Other filters 36 such as charcoal filters or UV filters may be employed as well.

It has been found that mail gives off volatile organic compounds (VOC), which can be toxic. Also, certain biologic bodies may pose a health risk, in the form of allergens, even when inactivated. The VOC's given off by plastic components and resins of the mail, and inactivated biological bodies will be removed by a filtration system 36. For optimum effectiveness, it is often desirable to increase air flow rates by adding a vacuum device 38, such as a blower, in association with the air scrubber to aid in the extracting of the air from the unit 10. The force of extraction also increases the efficiency of filtering of the air by the air scrubber. Heated air may be directed into the unit 10 faster than it is exhausted, thereby creating a positive pressure inside the unit 10. This positive pressure, in addition to heat, kills the organisms within the unit 10. Alternatively, a negative pressure may be applied to the unit 10. Air flow ports may be installed in the unit 10 to control or make up air for negative air flow into the cavity 14.

This provides the operator of the unit 10 greater control over heat and negative air flow.

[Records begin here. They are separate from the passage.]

PR #705, opened 2019-11-06
Clarify kill command in description

rancher-max:


cli/main.go
```diff
@@ -212,9 +212,9 @@ func main() {
 			appName+" dashboard [OPTIONS]",
 			""),
 		builder.Command(&kill.Kill{},
-			"Kill pods or services",
```
cbron: Given the description I think it would be good to still mention service part. What about: `Kill individual pods, or all pods belonging to a service`.

PR #712, opened 2019-11-07
Fix public domain, endpoint CLI and router

StrongMonkey:


StrongMonkey:
Address https://github.com/rancher/rio/issues/713 https://github.com/rancher/rio/issues/655. Also change the format of `rio router add`. The target can be the regular serviceName([namespace:][type/]app@version)

cli/cmd/route/append.go
```diff
@@ -301,23 +299,21 @@ func convertHeader(data map[string]string) []riov1.HeaderMatch {
...
+func ParseDestinations(ctx *clicontext.CLIContext, targets []string) ([]riov1.WeightedDestination, error) {
 	var result []riov1.WeightedDestination
 	for _, target := range targets {
 		target, optStr := kv.Split(target, ",")
 		opts := kv.SplitMap(optStr, ",")
 
-		// take the last part splitted by /
-		parts := strings.Split(target, "/")
+		_, target = kv.RSplit(target, ":")
+		app, version := kv.Split(target, "@")
```
cbron: `AppAndVersion` ?

StrongMonkey: @cbron target is a string not service

PR #716, opened 2019-11-08
Normalize computed weights and switch to duration

cbron:
Issue: https://github.com/rancher/rio/issues/682


cli/cmd/weight/weight.go
```diff
@@ -3,101 +3,58 @@ package weight
...
 	"github.com/rancher/rio/cli/cmd/util"
 	"github.com/rancher/rio/cli/pkg/clicontext"
+	"github.com/rancher/rio/cli/pkg/table"
+	"github.com/rancher/rio/cli/pkg/types"
 	riov1 "github.com/rancher/rio/pkg/apis/rio.cattle.io/v1"
 	"github.com/rancher/wrangler/pkg/kv"
 	"k8s.io/apimachinery/pkg/runtime"
 )
 
+const DefaultInterval = 2
```
cbron: This could probably be improved upon in future, dynamically scaling for very long or very short durations.

tests/testutil/service.go
```diff
@@ -467,24 +479,25 @@ func (ts *TestService) GetKubeAppEndpointURLs() []string {
...
-	err = json.Unmarshal([]byte(resultString), &svc)
-	if err != nil {
-		ts.T.Fatalf("Failed to unmarshal service results: %s with error: %v", resultString, err.Error())
-	}
-	if svc.Status.ComputedWeight != nil {
-		return *svc.Status.ComputedWeight
-	}
-	return 0
-}
+//func (ts *TestService) GetKubeCurrentWeight() int {
```
cbron: @izaac / @rancher-max I had to comment this out because computedWeight is now relative to all other services (ie: 2 svcs at 100 equals 50% each). This weight percentage is calculated by rio CLI which is what `GetCurrentWeight` now uses. Do we want to do this calc with kubectl too or should we remove ?

izaac: It's ok to comment for now we would need to check if there's a way to get this same value with kubectl, manual testing involved, and validate that against the new CLI calculation.

cli/cmd/weight/weight.go
```diff
@@ -110,11 +67,92 @@ func setPercentageWeight(ctx *clicontext.CLIContext, arg string, rolloutConfig *
...
+	}
+	totalCurrWeightOtherSvcs := totalCurrWeight - currComputedWeight
+
+	newWeight := targetPercentage
+	if targetPercentage == 100 {
+		newWeight = 10000
+	} else if totalCurrWeightOtherSvcs > 0 {
+		// find the weight that would hit our target percentage without touching other service weights
+		// ie: if 2 svcs at 50/50 and you want one at 75%, newWeight would be 150
+		newWeight = int(float64(totalCurrWeightOtherSvcs)/(1-(float64(targetPercentage)/100))) - totalCurrWeightOtherSvcs
```
daxmc99: Revisit in https://github.com/rancher/rio/issues/719

PR #720, opened 2019-11-08
Code cleanup

StrongMonkey:
This PR does the following clean up:
1. remove devMode, move proper arguments to controller
2. move linkerd-job to a stack
3. split rio-controller into controller and  bootstrap stack


StrongMonkey:
Address https://github.com/rancher/rio/issues/721

stacks/bindata-non-static.go
```diff
@@ -0,0 +1,11 @@
+// +build non_static
```
daxmc99: If we are adding build tags that break golangci-lint then we need to also update the golangci-lint configuration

Some organisms, such as anthrax spores, can be particularly difficult to completely destroy. Accordingly, the unit 10 preferably includes one or more ultraviolet light fixtures so that ultraviolet lamps 42 can direct ultraviolet light onto the objects to be decontaminated. It is well known that such ultraviolet light can serve to kill harmful organisms. In addition, biocides, fumigants or ozone may be injected or placed into the cavity 14, such as through the inlet 24, which synergistically react with the heated air to destroy the organisms.

After treating the objects for the predetermined temperature and time, the air is removed through the outlet 26 under negative pressure in order to facilitate the dislodgement of the contaminants from the objects and filtering them from the air which is discharged from the unit 10. In some instances, quickly cooling objects placed within the cavity 14 may desirably further decontaminate objects within the housing 12. This is accomplished by cooling the cavity 14 quickly from an elevated temperature so that the target microbiological, bacterial and/or viral agents are unable to adjust to the change in temperature, thereby neutralizing them.

It will be appreciated that a large quantity of mail and other objects can be effectively treated in a relatively short amount of time using the unit 10 of the present invention. The invention can be used not only to decontaminate objects which have been known to be contaminated, but can also be used as a preventive measure in treating, for example, mail before it is delivered to avoid the possibility of contamination.

Although an embodiment has been described in detail for purposes of illustration, various modifications may be made without departing from the scope and spirit of the invention. Accordingly, the invention is not to be limited, except as defined in the following claims.